REQUIRED WORK: The answer should contain every entry below, copied exactly.

SOURCE MATERIAL:

PR #4027, opened 2021-10-15
Fetch preferences for a replay when the user navigates from the library

### LINKED ISSUE #4014: Recordings are opened with video+editor hidden
This is a bug concerning how we fetch replay-specific preferences (viewMode, selectedPrimaryPanel, showVideoPanel, showEditor) and routing. 

The expected behavior is that those preferences should persist within a replay. This is the case when you hit refresh, your preferences are loaded back and you're right back where you were. 

However, this doesn't happen when you first open the library then click on a replay. Instead, your preferences are initialized to falsy while you're in the library (because there's no recording ID), and isn't updated when you get routed to the replay.

jaril:
Fix #4014.

### DIFF
--- a/src/ui/actions/app.ts
+++ b/src/ui/actions/app.ts
@@ -9,6 +9,7 @@ import {
   loadedRegions,
   KeyboardEvent,
   NavigationEvent,
+  RecordingId,
 } from "@recordreplay/protocol";
 import { ThreadFront, RecordingTarget } from "protocol/thread/thread";
 import * as selectors from "ui/reducers/app";
@@ -30,6 +31,7 @@ import groupBy from "lodash/groupBy";
 import { compareBigInt } from "ui/utils/helpers";
 import { isTest } from "ui/utils/environment";
 import tokenManager from "ui/utils/tokenManager";
+import { asyncStore } from "ui/utils/prefs";
 
 export type SetRecordingDurationAction = Action<"set_recording_duration"> & { duration: number };
 export type LoadingAction = Action<"loading"> & { loading: number };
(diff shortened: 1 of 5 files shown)


src/ui/actions/app.ts
```diff
@@ -375,3 +377,21 @@ export function setShowVideoPanel(showVideoPanel: boolean): SetShowVideoPanelAct
 export function setShowEditor(showEditor: boolean): SetShowEditorAction {
   return { type: "set_show_editor", showEditor };
 }
+
+export function loadReplayPrefs(recordingId: RecordingId): UIThunkAction {
+  return async ({ dispatch }) => {
+    const replaySessions = await asyncStore.replaySessions;
+    const session = replaySessions[recordingId];
+
+    if (!session) {
```
jcmorrow, line 386: I assume this represents the case where the user has never viewed that recording before. In that case, should we load the default settings? Having a `DEFAULT_SETTINGS` const would also be a nice way of centralizing those values. I know they also live in prefs, sort of, but pulling out a well-named constant might be more self-documenting and central.

src/ui/reducers/app.ts
```diff
@@ -48,6 +48,12 @@ const syncInitialAppState: AppState = {
 
 export async function getInitialAppState(): Promise<AppState> {
   const recordingId = getRecordingId();
+
+  // If we're in the library, there are no preferences to fetch.
+  if (!recordingId) {
```
jcmorrow, line 53: What do you think about wrapping the call below in an `if(recordingId)` rather than returning early `if(!recordingId)`? I could see someone adding some more initialization below this and getting very confused when it doesn't occur on non-recording pages.

src/ui/actions/app.ts
jaril: #4047.

jcmorrow (approved):
This works for me, we could probably include more things in this, but let's get this out now and we can think about other things to add later ⚡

COMPLETED TASK:
PR #4027, opened 2021-10-15
Fetch preferences for a replay when the user navigates from the library

### LINKED ISSUE #4014: Recordings are opened with video+editor hidden
This is a bug concerning how we fetch replay-specific preferences (viewMode, selectedPrimaryPanel, showVideoPanel, showEditor) and routing. 

The expected behavior is that those preferences should persist within a replay. This is the case when you hit refresh, your preferences are loaded back and you're right back where you were. 

However, this doesn't happen when you first open the library then click on a replay. Instead, your preferences are initialized to falsy while you're in the library (because there's no recording ID), and isn't updated when you get routed to the replay.

jaril:
Fix #4014.

### DIFF
--- a/src/ui/actions/app.ts
+++ b/src/ui/actions/app.ts
@@ -9,6 +9,7 @@ import {
   loadedRegions,
   KeyboardEvent,
   NavigationEvent,
+  RecordingId,
 } from "@recordreplay/protocol";
 import { ThreadFront, RecordingTarget } from "protocol/thread/thread";
 import * as selectors from "ui/reducers/app";
@@ -30,6 +31,7 @@ import groupBy from "lodash/groupBy";
 import { compareBigInt } from "ui/utils/helpers";
 import { isTest } from "ui/utils/environment";
 import tokenManager from "ui/utils/tokenManager";
+import { asyncStore } from "ui/utils/prefs";
 
 export type SetRecordingDurationAction = Action<"set_recording_duration"> & { duration: number };
 export type LoadingAction = Action<"loading"> & { loading: number };
(diff shortened: 1 of 5 files shown)


src/ui/actions/app.ts
```diff
@@ -375,3 +377,21 @@ export function setShowVideoPanel(showVideoPanel: boolean): SetShowVideoPanelAct
 export function setShowEditor(showEditor: boolean): SetShowEditorAction {
   return { type: "set_show_editor", showEditor };
 }
+
+export function loadReplayPrefs(recordingId: RecordingId): UIThunkAction {
+  return async ({ dispatch }) => {
+    const replaySessions = await asyncStore.replaySessions;
+    const session = replaySessions[recordingId];
+
+    if (!session) {
```
jcmorrow, line 386: I assume this represents the case where the user has never viewed that recording before. In that case, should we load the default settings? Having a `DEFAULT_SETTINGS` const would also be a nice way of centralizing those values. I know they also live in prefs, sort of, but pulling out a well-named constant might be more self-documenting and central.

src/ui/reducers/app.ts
```diff
@@ -48,6 +48,12 @@ const syncInitialAppState: AppState = {
 
 export async function getInitialAppState(): Promise<AppState> {
   const recordingId = getRecordingId();
+
+  // If we're in the library, there are no preferences to fetch.
+  if (!recordingId) {
```
jcmorrow, line 53: What do you think about wrapping the call below in an `if(recordingId)` rather than returning early `if(!recordingId)`? I could see someone adding some more initialization below this and getting very confused when it doesn't occur on non-recording pages.

src/ui/actions/app.ts
jaril: #4047.

jcmorrow (approved):
This works for me, we could probably include more things in this, but let's get this out now and we can think about other things to add later ⚡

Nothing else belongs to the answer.